Wang calls the solutions they come up with at the hackathons as “value-based innovation”. It’s about building things people want and need, because if they don’t then they’re not going to pay for them.

Regulation is another issue that weighs on health hackathons, because the regulatory environment dictates a lot of what people can do in the space. So, in the programming of these hackathons, they like to have a lot of mentors flow in and out of the program to help teams think about those questions, stated Wang.

Some success stories from the hackathons include a platform that provides patient education materials, a pill pack from two of the co-founders of Hacking Medicine that prevents negative drug interactions, and an app that helps recovering addicts rebuild their social networks so they don’t start using again, leverages artificial intelligence techniques to help them avoid the areas in which they used to use.

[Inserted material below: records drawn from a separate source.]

PR #417, opened 2021-08-18
test: integ test for binary operations

Bingjiling:
Issue #, if available:

Description of changes:

Add integ tests for binary operations 

Checklist:

### DIFF
--- a/integration-tests/binary.test.ts
+++ b/integration-tests/binary.test.ts
@@ -1,0 +1,66 @@
+import axios, { AxiosInstance } from 'axios';
+import { getFhirClient } from './utils';
+
+jest.setTimeout(60 * 1000);
+
+describe('Binary operations', () => {
+    let client: AxiosInstance;
+    beforeAll(async () => {
+        client = await getFhirClient();
+    });
+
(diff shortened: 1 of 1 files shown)


integration-tests/binary.test.ts
```diff
@@ -0,0 +1,66 @@
...
+describe('Binary operations', () => {
+    let client: AxiosInstance;
+    beforeAll(async () => {
+        client = await getFhirClient();
+    });
+
+    const testFileContent = 'This is a test file for binary functionality';
+    const binaryTxtRequestBody = {
+        resourceType: 'Binary',
+        contentType: 'text/plain',
```
rsmayda, line 15: does file type matter in the integ test? I don't think so but want to verify

rsmayda (approved):

integration-tests/binary.test.ts
Bingjiling: It does not affect the data of the file. If a text file is uploaded using content type image/jpeg, the data will still be saved correctly, but the downloaded file will have extension `.jpeg` and can't be opened successfully till it's updated to `.txt`.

Wang and her colleagues are excited to be coming back to SXSW for this latest panel.

“One of the things we're trying to think about is like how to really curate information that can be valuable for patients and providers in looking at these technologies. I'm really excited to be on a panel with Troy Bannister (from StartUp Health) who's running a program that is trying to help these early stage companies grow and have an impact in healthcare,” said Wang.

“From the agency point of view, all of our clients are pharmaceutical or biotech clients, we're under increased pressure, rightly so, to collaborate and to find real impactful innovations for patients, caregivers, physicians,” said Juice Pharma Agency EVP, digital innovation officer Robert Palmer, who is moderating the panel.

“How do you identify a good idea from a bad idea? That's really key for a lot of people in the agency world now and a lot of pharmaceutical brand marketers. They're just overwhelmed by the number of startups, innovations, ideas, and we're hoping that these three panels can help sort that out a little bit or at least develop some guidelines.”

The Hacking Health half day session takes place starting at 9:30am Saturday, March 11 at the Austin Convention Center.